What is needed: Go through the material below, find each line with the word "JoinPath", and copy those lines.
Start of Data to examine
PR #426, opened 2024-09-25
IAM-951 fix broken href for non-empty context-path

### LINKED ISSUE #350: React App routes and hrefs are broken
## Description
Right now the Frontend app gets served by the UI correctly at `${contextPath}/ui` (UI_PREFIX from now on).
But right after it gets loaded things start to break.
Assets URLs are not correct, where they don't present the expected UI_PREFIX but they end up starting from the root `/`.

Perform the login at `/api/v0/auth`, wait for the redirection after login:
image

As you can see the assets are not downloaded correctly. Upon further inspection, you can see that the URL requested for each asset doens't include the `/ui` prefix.

Go into the browser and add a trailing slash to the URL and see the following (Success):
image
image

**EDIT** after chat with @nsklikas :
This is fixed correctly by changing the makefile under the ui folder to present
`$(YARN) build --base=/ui`
Unfortunately this will break the Charm since it's deployed behind Traefik.

BarcoMasile:
## Description
Switch to html/template for rendering context path dynamically for `index.html`
This way when serving Admin UI under a context path we don't break the UI.
UI still expects to be under `/context-path(if present)/ui`.

## N.B.
We still need web team intervention to make the produced `index.html` to have the following prefix for its assets: `{{ . }}ui`

Example
```html
<head>
    <meta charset="UTF-8" />
    <meta name="viewport" content="width=device-width, initial-scale=1" />

    <title>Identity platform</title>
    <link rel="shortcut icon" href="https://assets.ubuntu.com/v1/49a1a858-favicon-32x32.png" type="image/x-icon" />

    <script>const global = globalThis;</script>
    <script type="module" crossorigin src="{{ . }}ui/assets/index-D2_UOyoG.js"></script>
    <link rel="stylesheet" crossorigin href="{{ . }}ui/assets/index-tyeITY-6.css">
  </head>
```

This PR was manually tested simulating a fake context-path under which the UI could be served. See the example with `with-context-path` used as a fake path. The index html file GETs the right path for the assets.

pr-context-path

### Fixes
Fixes #350

### DIFF
--- a/pkg/ui/handlers.go
+++ b/pkg/ui/handlers.go
@@ -5,6 +5,7 @@ package ui
 
 import (
 	"encoding/json"
+	"html/template"
 	"io/fs"
 	"net/http"
 	"net/url"
@@ -18,7 +19,10 @@ import (
 	"github.com/canonical/identity-platform-admin-ui/internal/tracing"
 )
 
-const UIPrefix = "/ui"
+const (
+	UIPrefix      = "/ui"
+	indexTemplate = "index.html"
+)
 
 type Config struct {
 	DistFS      fs.FS
@@ -26,8 +30,9 @@ type Config struct {
 }
 
 type API struct {
-	fileServer  http.Handler
 	contextPath string
+	fileServer  http.Handler
+	distFS      fs.FS
 
 	tracer  tracing.TracingInterface
 	monitor monitoring.MonitorInterface
@@ -39,19 +44,23 @@ func (a *API) RegisterEndpoints(mux *chi.Mux) {
 		path, err := url.JoinPath("/", a.contextPath, UIPrefix, "/")
 		if err != nil {
 			a.logger.Error("Failed to construct path: ", err)
-			w.WriteHeader(http.StatusInternalServerError)
-			json.NewEncoder(w).Encode(
-				types.Response{
-					Status:  http.StatusInternalServerError,
-					Message: err.Error(),
-				},
-			)
+			a.internalServerErrorResponse(w, err)
 			return
 		}
 		http.Redirect(w, r, path, http.StatusMovedPermanently)
 	})
 	mux.Get(UIPrefix+"/", a.uiFiles)
 	mux.Get(UIPrefix+"/*", a.uiFiles)
+}
+
+func (a *API) internalServerErrorResponse(w http.ResponseWriter, err error) {
+	w.WriteHeader(http.StatusInternalServerError)
+	json.NewEncoder(w).Encode(
+		types.Response{
+			Status:  http.StatusInternalServerError,
+			Message: err.Error(),
+		},
+	)
 }
 
 func (a *API) uiFiles(w http.ResponseWriter, r *http.Request) {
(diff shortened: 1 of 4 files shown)


nsklikas (commented):
I don't really love this, but if it works, it works.

I have one question though:
If we are going to start templating/injecting the returned html, why don't we set the [html base tag](https://www.w3schools.com/tags/tag_base.asp) instead of editing paths? This seems much safer and extendable. Something like this:
```
diff --git a/pkg/ui/handlers.go b/pkg/ui/handlers.go
index b9b0a3e..842c9d8 100644
--- a/pkg/ui/handlers.go
+++ b/pkg/ui/handlers.go
@@ -102,10 +102,7 @@ func (a *API) uiFiles(w http.ResponseWriter, r *http.Request) {
                w.Header().Set("Cache-Control", "no-cache, no-store, must-revalidate")
                w.WriteHeader(http.StatusOK)
 
-               normContextPath := a.contextPath
-               if !strings.HasSuffix(normContextPath, "/") {
-                       normContextPath += "/"
-               }
+               normContextPath := r.URL.JoinPath(a.contextPath, UIPrefix, "/")
 
                err = t.Execute(w, normContextPath)
                if err != nil {
diff --git a/ui/index.html b/ui/index.html
index 4dd324f..ea803e4 100644
--- a/ui/index.html
+++ b/ui/index.html
@@ -4,6 +4,7 @@
   <head>
     <meta charset="UTF-8" />
     <meta name="viewport" content="width=device-width, initial-scale=1" />
+    <base href="{{ . }}" target="_blank">
 
     <title>Identity platform</title>
     <link rel="shortcut icon" href="https://assets.ubuntu.com/v1/49a1a858-favicon-32x32.png" type="image/x-icon" />
```

BarcoMasile:
> I don't really love this, but if it works, it works.
> 
> I have one question though: If we are going to start templating/injecting the returned html, why don't we set the [html base tag](https://www.w3schools.com/tags/tag_base.asp) instead of editing paths? This seems much safer and extendable.

I think it's a good idea honestly, but from my notes from the meeting with @huwshimi we explicitly chose not to use the base path (I may have misinterpreted in this case though).

If it works, I am open to it and actually think it's better (as you said).
I would leave the decision to @huwshimi since his team owns the frontend part and including also the `/ui` part in the context will have some changes over there too.

huwshimi:
> > I don't really love this, but if it works, it works.
> > I have one question though: If we are going to start templating/injecting the returned html, why don't we set the [html base tag](https://www.w3schools.com/tags/tag_base.asp) instead of editing paths? This seems much safer and extendable.
> 
> I think it's a good idea honestly, but from my notes from the meeting with @huwshimi we explicitly chose not to use the base path (I may have misinterpreted in this case though).

I think the previous issue with base was that it didn't help us resolve the issue with a `/prefix/ui` path with no trailing slash. Now that we have the template var this seems like the cleanest approach.

nsklikas:
The main problem was that url's with more path parts were not allowed. E.g. `/something/ui/clients/client_info` would not work, because the relative path hack would try to fetch the assets from `/something/ui/clients/assets/...` instead of `/something/ui/assets/...`

BarcoMasile:
@huwshimi @nsklikas 
Nice guys.
So are we good to proceed with merging?

huwshimi:
> @huwshimi @nsklikas Nice guys. So are we good to proceed with merging?

Fine from my side.

BarcoMasile:
> > @huwshimi @nsklikas Nice guys. So are we good to proceed with merging?
> 
> Fine from my side.

@huwshimi nice, can you approve?
I'll wait for @nsklikas feedback

BarcoMasile:
Just rebased on main.

huwshimi:
> Just rebased on main.

It looks like this removed my changes. Would you like me to push them again?

BarcoMasile:
> > Just rebased on main.
> 
> It looks like this removed my changes. Would you like me to push them again?
@huwshimi 
Yes please. Sorry, I don't really know how that happened

huwshimi:
> > > Just rebased on main.
> > 
> > 
> > It looks like this removed my changes. Would you like me to push them again?
> 
> @huwshimi Yes please. Sorry, I don't really know how that happened

Done.

nsklikas:
Just to be clear, @huwshimi I am curious why you think that the current approach is cleaner than the one proposed at https://github.com/canonical/identity-platform-admin-ui/pull/426#pullrequestreview-2332914123

nsklikas (approved):

huwshimi (approved):

huwshimi:
> Just to be clear, @huwshimi I am curious why you think that the current approach is cleaner than the one proposed at [#426 (review)](https://github.com/canonical/identity-platform-admin-ui/pull/426#pullrequestreview-2332914123)

(as discussed elsewhere) this is using `<base>` as suggested. I'll also investigate dropping the `basePath` from the UI client after this lands.

PR #427, opened 2024-09-25
feat: add the send invitation email cli command for admin to compensate user invitation email failure

wood-push-melon:
This pull request tries to add a CLI command for the admins to compensate for email sending failure in the user invitation flow.

### DIFF
--- a/cmd/createEmail.go
+++ b/cmd/createEmail.go
@@ -1,0 +1,119 @@
+package cmd
+
+import (
+	"context"
+	"fmt"
+	"os"
+
+	"github.com/canonical/identity-platform-admin-ui/internal/authorization"
+	"github.com/canonical/identity-platform-admin-ui/internal/config"
+	"github.com/canonical/identity-platform-admin-ui/internal/kratos"
+	"github.com/canonical/identity-platform-admin-ui/internal/logging"
+	"github.com/canonical/identity-platform-admin-ui/internal/mail"
+	"github.com/canonical/identity-platform-admin-ui/internal/monitoring"
+	"github.com/canonical/identity-platform-admin-ui/internal/openfga"
+	"github.com/canonical/identity-platform-admin-ui/internal/pool"
+	"github.com/canonical/identity-platform-admin-ui/internal/tracing"
+	"github.com/canonical/identity-platform-admin-ui/pkg/identities"
+	"github.com/kelseyhightower/envconfig"
+	"github.com/spf13/cobra"
+)
+
+var createEmailCmd = &cobra.Command{
+	Use:   "create-email [identity-id]",
+	Short: "Send an invitation email for an identity",
+	Example: `Send an invitation email:
+
+identity-platform-admin-ui create-email d0bebe60-f4fa-4bdc-b6d6-dff9eb42d287`,
+	Long: `Send an invitation email for an identity if previous email sending efforts failed.`,
+	Args: cobra.ExactArgs(1),
+	Run:  createEmailHandler,
+}
+
+func init() {
+	rootCmd.AddCommand(createEmailCmd)
+}
+
+func createEmailHandler(cmd *cobra.Command, args []string) {
+	ctx := context.Background()
+
+	logger := logging.NewNoopLogger()
+	tracer := tracing.NewNoopTracer()
+	monitor := monitoring.NewNoopMonitor("", logger)
+	wpool := pool.NewWorkerPool(1, tracer, monitor, logger)
+	defer wpool.Stop()
+
+	// Initialize environment variables
+	specs, err := initializeEnv()
+	if err != nil {
+		panic(err)
+	}
+
+	// Initialize identity service
+	service := initializeIdentityService(specs, logger, tracer, monitor, wpool)
+
+	// Get the identity
+	identityID := args[0]
+	identityData, err := service.GetIdentity(ctx, identityID)
+	if err != nil {
+		panic(fmt.Errorf("failed to get the identity: %v", err))
+	}
+
+	ids := identityData.Identities
+	if len(ids) == 0 {
+		cmd.PrintErrln("No identity found for identity:", identityID)
+		os.Exit(1)
+	}
+
+	identity := &ids[0]
+
+	// Send identity creation email
+	err = service.SendUserCreationEmail(ctx, identity)
+	if err != nil {
+		panic(fmt.Errorf("failed to send the identity creation email: %v", err))
+	}
+
+	cmd.Printf("Invitation email sent for identity: %s\n", identity.GetId())
+}
+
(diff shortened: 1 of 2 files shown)


cmd/createEmail.go
```diff
@@ -0,0 +1,119 @@
...
+	// Send identity creation email
+	err = service.SendUserCreationEmail(ctx, identity)
+	if err != nil {
+		panic(fmt.Errorf("failed to send the identity creation email: %v", err))
+	}
+
+	cmd.Printf("Invitation email sent for identity: %s\n", identity.GetId())
+}
+
+func initializeEnv() (*config.EnvSpec, error) {
```
wood-push-melon, line 79: Not very sure where is a better place to put `initializeEnv` and `initializeIdentityService`.

Let me know if there is a better place.

cmd/createEmail.go
```diff
@@ -0,0 +1,119 @@
...
+	"github.com/canonical/identity-platform-admin-ui/internal/openfga"
+	"github.com/canonical/identity-platform-admin-ui/internal/pool"
+	"github.com/canonical/identity-platform-admin-ui/internal/tracing"
+	"github.com/canonical/identity-platform-admin-ui/pkg/identities"
+	"github.com/kelseyhightower/envconfig"
+	"github.com/spf13/cobra"
+)
+
+var createEmailCmd = &cobra.Command{
+	Use:   "create-email [identity-id]",
```
wood-push-melon, line 23: `create-email` cmd name is a bit odd. The reason for doing this is for CLI future improvements (these all fall into the `create` subcommand)

```
identity-platform-admin-ui create fga-model
identity-platform-admin-ui create admin
identity-platform-admin-ui create identity
identity-platform-admin-ui create email
```

Also if there are new types of emails coming up in the future, we could add cmd flags to include the cases.

cmd/createEmail.go
```diff
@@ -0,0 +1,119 @@
...
+	ids := identityData.Identities
+	if len(ids) == 0 {
+		cmd.PrintErrln("No identity found for identity:", identityID)
+		os.Exit(1)
+	}
+
+	identity := &ids[0]
+
+	// Send identity creation email
+	err = service.SendUserCreationEmail(ctx, identity)
```
wood-push-melon, line 71: Only checked the condition when identity is not found.

There might be a (edge) case that:
1. the first email-sending attempt in the user creation flow times out, but actually the email is sent successfully at the end (due to the nature of networking in the distributed system)
2. the admin run this cli to send the email again.
3. the user email box receives two emails without guaranteed order ("thanks" again to the networking)

I am not sure if the recovery code and invitation link need to be invalidated in the first email (from what I understand from the code, it does not need to be. But let me know if I'm wrong).

cmd/createEmail.go
```diff
@@ -0,0 +1,119 @@
...
+	}
+
+	// Initialize identity service
+	service := initializeIdentityService(specs, logger, tracer, monitor, wpool)
+
+	// Get the identity
+	identityID := args[0]
+	identityData, err := service.GetIdentity(ctx, identityID)
+	if err != nil {
+		panic(fmt.Errorf("failed to get the identity: %v", err))
```
pik4ez-canonical, line 59: What is the reason to `panic` in cases like this?

pik4ez-canonical (approved):
LGTM.

I would assume that `panic` shouldn't be used wherever possible to gracefully handle the error (read as: most of the cases). But I see that currently it is widely used in the Admin UI repo, so shouldn't be a blocker for this PR. Most likely it's something that we may consider as a tech debt.

cmd/createEmail.go
```diff
@@ -0,0 +1,119 @@
...
+	// Set up mail service
+	mailConfig := mail.NewConfig(
+		specs.MailHost,
+		specs.MailPort,
+		specs.MailUsername,
+		specs.MailPassword,
+		specs.MailFromAddress,
+		specs.MailSendTimeoutSeconds,
+	)
+	mailService := mail.NewEmailService(mailConfig, tracer, monitor, logger)
```
nsklikas, line 116: I don't like it that you have to specify all these env vars to run a CLI command, when some of them may not be needed (e.g. I don't think you need to connect to openfga to send an email). But with our current implementation this will only be called through juju/pebble, which means that the environment will already be there.

If you wanted to use this as a CLI from your local machine, then this would prove a little annoying or even unusable. But I guess we can refactor this when that use case is needed. (IMO the CLI should be making an API call to a running Admin UI server, that would send the email. Then the only config that would be needed would be the admin UI URL and an authentication token)

nsklikas (dismissed):
LGTM

cmd/createEmail.go
BarcoMasile: Just a small note, for the spec thing, we have this https://github.com/canonical/identity-platform-admin-ui/issues/416
in out backlog

cmd/createEmail.go
BarcoMasile: I agree the name is odd.
This email is part of the "user invite" flow, so maybe we can change this command name to reflect that? Would that help?
I was thinking some command like:
- `send-invite` or
- `user-invite`

cmd/createEmail.go
BarcoMasile: Great observations.
It would be best to invalidate that code but Kratos API don't allow for that. 
Right now we rely on the default expiration of code which is 1 hour. Which is decent, usually code like this last even longer. Also, we can improve on the security posture by shortening this time editing the `selfservice.methods.code.config.lifespan` in the kratos.yml file, so we're good!

cmd/createEmail.go
BarcoMasile: We could probably put this in a shared location under `cmd` folder. Could probably be fit into the refactoring to follow the cobra guidelines on command syntax?

BarcoMasile (approved):
LGTM, left a small suggestion for the command name change

cmd/createEmail.go
wood-push-melon: gotcha. let me change the name.

cmd/createEmail.go
wood-push-melon: gotcha. thanks for the explanation.

cmd/createEmail.go
wood-push-melon: yeah, understood your point. Had the same question when writing the code. Just followed the other code to be consistent. We can change it later for tech debt.

nsklikas (approved):

pik4ez-canonical (approved):

cmd/createEmail.go
shipperizer: logger.Fatalf is probably what we want here

PR #429, opened 2024-09-27
fix: local dev env for OIDC provider discovery

BarcoMasile:
## Description
This fixes the skaffold dev environment to allow local runs of the app.

### DIFF
--- a/skaffold.yaml
+++ b/skaffold.yaml
@@ -89,7 +89,7 @@ portForward:
   resourceName: hydra-public
   namespace: default
   port: 4444
-  localPort: 14444
+  localPort: 4444
 - resourceType: service
   resourceName: oathkeeper-api
   namespace: default


pik4ez-canonical (approved):

skaffold.yaml
```diff
@@ -89,7 +89,7 @@ portForward:
   resourceName: hydra-public
   namespace: default
   port: 4444
-  localPort: 14444
+  localPort: 4444
```
nsklikas, line 92: question: what is the problem with the current configuration? I thought that we weren't going to use hydra as a provider. 

If we want to enable hydra as a provider, why don't we change the issuer_url to point to port `14444` instead to keep consistency with how we expose apps via skaffold?

BarcoMasile: The problem is that the local setup doesn't allow the app to work, and while developing I need to have a quick way to try things without relying on Canonical infra.

The specific problem is the issuer validation, which doesn't match the one queried when the response is returned from the oidc discovery, causing the startup to fail (it would still fail validation on tokens "later" in the app life).

I changed it here because the skaffold deployment was the "broken" one, meanwhile the docker compose one was not.
If we keep the 14444 port here, we would have to change it in the docker compose (breaking consistency over there as well).
We could just adopt the same approach for all ports in both of our local deployment setups. My main focus here was fixing things so it works.
I'm open to whatever in this case

nsklikas (approved):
End of Data to examine
Answer for the task:
 		path, err := url.JoinPath("/", a.contextPath, UIPrefix, "/")
+               normContextPath := r.URL.JoinPath(a.contextPath, UIPrefix, "/")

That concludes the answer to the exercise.